## Your assignment
Once you reach the line containing "Please document" in the entries below, write out that line and each one after it down to the line containing "I think it’s also", exactly and with nothing added.

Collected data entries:
PR #2114, opened 2025-06-03
Refactor QM31 test

### LINKED ISSUE #1969: Refactor QM31 inv proptest
Separate `test_qm31_packed_reduced_inv_extensive` into a proptest for random values and particular test cases for the rest.

DiegoCivi:
# Refactor QM31 test

## Description

The test `test_qm31_packed_reduced_inv_extensive` is now made with `proptest`

Fixes #1969 

## Checklist
- [x] Linked to Github Issue
- [ ] Unit tests added

### DIFF
--- a/vm/src/math_utils/mod.rs
+++ b/vm/src/math_utils/mod.rs
@@ -621,7 +621,7 @@ mod tests {
     use num_prime::RandPrime;
 
     #[cfg(feature = "std")]
-    use proptest::prelude::*;
+    use proptest::{array::uniform4, prelude::*};
 
     // Only used in proptest for now
     #[cfg(feature = "std")]
@@ -1307,7 +1307,7 @@ mod tests {
 
     /// Used for the QM31 tests
     #[cfg(feature = "std")]
-    #[derive(Clone, Copy, Debug)]
+    #[derive(Clone, Copy, Debug, PartialEq, Eq)]
     enum Configuration {
         Zero,
         One,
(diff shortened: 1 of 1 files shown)


vm/src/math_utils/mod.rs
```diff
@@ -613,13 +613,15 @@ mod tests {
     use assert_matches::assert_matches;
 
     use num_traits::Num;
+
+    #[cfg(feature = "std")]
```
JulianGCalderon: Why did you gate this import?

vm/src/math_utils/mod.rs
```diff
@@ -1353,8 +1305,62 @@ mod tests {
...
+                                                            .prop_filter("All configs cant be Zero variant",
+                                                            |arr| !arr.iter().all(|x| *x == Configuration::Zero))
+                                                            .no_shrink()
+        ) {
+            let mut rng = SmallRng::seed_from_u64(11480028852697973135);
+            let x_coordinates: [u64; 4] = configs.map(|x| match x {
+                    Configuration::Zero => 0,
+                    Configuration::One => 1,
+                    Configuration::MinusOne => STWO_PRIME - 1,
+                    Configuration::Random => rng.gen_range(0..STWO_PRIME),
```
JulianGCalderon: I don't have experience with proptest, but is there a way to define a strategy that already contains this logic? That way we won't require the `Configuration` enum.

I imagine something like this, but I don't know if its possible (the following is pseudocode and probably won't be valid):
```rust
fn qm31_coordinate_strategy() -> impl Strategy<Value = ...> {
    prop_oneof![
        Just(0),
        Just(1),
        Just(STWO_PRIME - 1),
        (0..STWO_PRIME),
    ]
}
```

vm/src/math_utils/mod.rs
DiegoCivi: That crate is only being used inside the macro `proptest!()` which also has that feature constraint. Without this the compiler sees the crate as being unused ([here](https://github.com/lambdaclass/cairo-vm/actions/runs/15420047714/job/43392601326#step:9:273))

vm/src/math_utils/mod.rs
DiegoCivi: Good idea, it looks way better. Done in [`adc23ad`](https://github.com/lambdaclass/cairo-vm/pull/2114/commits/adc23add81e12e6693dc80135b67a1a5fcef7beb)

JulianGCalderon (approved):
LGTM

gabrielbosio (approved):

PR #2122, opened 2025-06-08
Fix broken issue link in CHANGELOG

MamunC0der:
The original link used /issue/ instead of the correct GitHub path /issues/, resulting in a 404 Page Not Found error. This fix restores proper navigation and ensures users and contributors can directly access the related issue.


gabrielbosio:
Thanks but we are not receiving these types of PRs for the moment

PR #2130, opened 2025-06-24
feat: use Felt directly instead of Felt252 alias

eeemmmmmm:
# TITLE
feat: use Felt directly instead of Felt252 alias

## Description
Implements a simple but important change: using the standardized `Felt` type directly from `starknet_types_core` instead of aliasing it as `Felt252`.

The change is minimal but strategic - it adds a backward-compatible type alias while setting the foundation for future code to use the proper `Felt` type. This aligns cairo-vm with the broader Starknet ecosystem's standardization efforts.

## Checklist
- [ ] Linked to Github Issue
- [ ] Unit tests added

### DIFF
--- a/vm/src/lib.rs
+++ b/vm/src/lib.rs
@@ -66,7 +66,6 @@ pub mod types;
 pub mod utils;
 pub mod vm;
 
-// Using the standardized Felt type from starknet_types_core
 pub use starknet_types_core::felt::Felt;
 // For backwards compatibility - alias Felt252 to Felt
 pub type Felt252 = Felt;


vm/src/lib.rs
```diff
@@ -66,8 +66,10 @@ pub mod types;
 pub mod utils;
 pub mod vm;
 
-// TODO: use `Felt` directly
-pub use starknet_types_core::felt::Felt as Felt252;
+// Using the standardized Felt type from starknet_types_core
```
FrancoGiachetta: I think this comment can be removed since it's not adding any extra info.

eeemmmmmm: Okey, done

gabrielbosio:
Hi @eeemmmmmm, I am curious to know what project needs to use this alias so that we are sure we are not adding something to the VM API that is not used by anyone

eeemmmmmm:
Hey @gabrielbosio, this change improves code clarity by using the direct type name `Felt` while maintaining backward compatibility with a `Felt252` type alias. The alias ensures existing code continues to work without changes while allowing new code to use the more straightforward name

eeemmmmmm:
To answer your question: The Felt252 alias is widely used throughout the cairo-vm codebase itself. The alias maintains API stability for all existing code while allowing new code to use the more intuitive name.

gabrielbosio:
I realized that I have mixed terms... What I meant is if there is a project that needs to use the felt type from the VM using the original name `Felt` instead of the `Felt252` alias (One reason I think of is for name consistency with other dependencies, but I am curious if there is a concrete use case).

gabrielbosio:
> I realized that I have mixed terms... What I meant is if there is a project that needs to use the felt type from the VM using the original name Felt instead of the Felt252 alias (One reason I think of is for name consistency with other dependencies, but I am curious if there is a concrete use case).

Hi, @eeemmmmmm, any news on this? Is there a project that needs this change?

gabrielbosio:
I will close this PR because of inactivity. It can be reopened if necessary.

PR #2133, opened 2025-07-10
Stav/disable relocate trace with flag

Stavbe:
Up until now, whenever we wanted to keep the trace during execution, we also performed relocation at the end.
In the new adapter flow, we want to enable the option to keep the trace without allocating it.
I’ve set the default value to true to stay consistent with the current behavior.


Stavbe (commented):
> *[Reviewable](https://reviewable.io/reviews/lambdaclass/cairo-vm/2133)* status: 0 of 4 files reviewed, 1 unresolved discussion (waiting on @anatgstarkware)

___
*[`vm/src/cairo_run.rs` line 31 at r1](https://reviewable.io/reviews/lambdaclass/cairo-vm/2133#-OVN0VZT-iCIuneRIWJ_:-OWACble1ol6r-ZZ2Dns:b-896fix) ([raw file](https://github.com/lambdaclass/cairo-vm/blob/e0eec12f19b782d3b4233c7041ad7721413c92b2/vm/src/cairo_run.rs#L31)):*
<details><summary><i>Previously, anatgstarkware (anatg) wrote…</i></summary><blockquote>

Please document
</blockquote></details>

Done.

Stavbe (commented):
> *[Reviewable](https://reviewable.io/reviews/lambdaclass/cairo-vm/2133)* status: 0 of 4 files reviewed, 4 unresolved discussions (waiting on @anatgstarkware)

___
*[`cairo-vm-cli/src/main.rs` line 195 at r2](https://reviewable.io/reviews/lambdaclass/cairo-vm/2133#-OWK440S4LqpDqtAdoAD:-OWKRpT1CokK696Da2XS:bwooj94) ([raw file](https://github.com/lambdaclass/cairo-vm/blob/b4a5c88a1cdcda5fddf8a9c66129909e3874ab7a/cairo-vm-cli/src/main.rs#L195)):*
<details><summary><i>Previously, anatgstarkware (anatg) wrote…</i></summary><blockquote>

I think this main is only used for stone, so maybe these should be true here, WDYT?
</blockquote></details>

I think it’s also used to run the VM outside of any prover context, which is why `prove_mode` is an argument, along with the public and private inputs.
I agree that it definitely won’t be used by Stwo, so I think that the best approach is to set 'reloacte_trace' to match `trace_enabled' and by that to turn off  Stwo "feature" .
As for the original `relocate_mem` flag—I think it’s best not to touch it.
___
*[`vm/src/cairo_run.rs` line 33 at r2](https://reviewable.io/reviews/lambdaclass/cairo-vm/2133#-OWK4hdv5_Qb7H1P475s:-OWKWC9W7RcUWjRSR_q3:b-896fix) ([raw file](https://github.com/lambdaclass/cairo-vm/blob/b4a5c88a1cdcda5fddf8a9c66129909e3874ab7a/vm/src/cairo_run.rs#L33)):*
<details><summary><i>Previously, anatgstarkware (anatg) wrote…</i></summary><blockquote>

It's not clear if you refer to the default below or to the main default args. I would remove this line
</blockquote></details>

Done.
___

## Finished task
Please document
</blockquote></details>

Done.

Stavbe (commented):
> *[Reviewable](https://reviewable.io/reviews/lambdaclass/cairo-vm/2133)* status: 0 of 4 files reviewed, 4 unresolved discussions (waiting on @anatgstarkware)

___
*[`cairo-vm-cli/src/main.rs` line 195 at r2](https://reviewable.io/reviews/lambdaclass/cairo-vm/2133#-OWK440S4LqpDqtAdoAD:-OWKRpT1CokK696Da2XS:bwooj94) ([raw file](https://github.com/lambdaclass/cairo-vm/blob/b4a5c88a1cdcda5fddf8a9c66129909e3874ab7a/cairo-vm-cli/src/main.rs#L195)):*
<details><summary><i>Previously, anatgstarkware (anatg) wrote…</i></summary><blockquote>

I think this main is only used for stone, so maybe these should be true here, WDYT?
</blockquote></details>

I think it’s also used to run the VM outside of any prover context, which is why `prove_mode` is an argument, along with the public and private inputs.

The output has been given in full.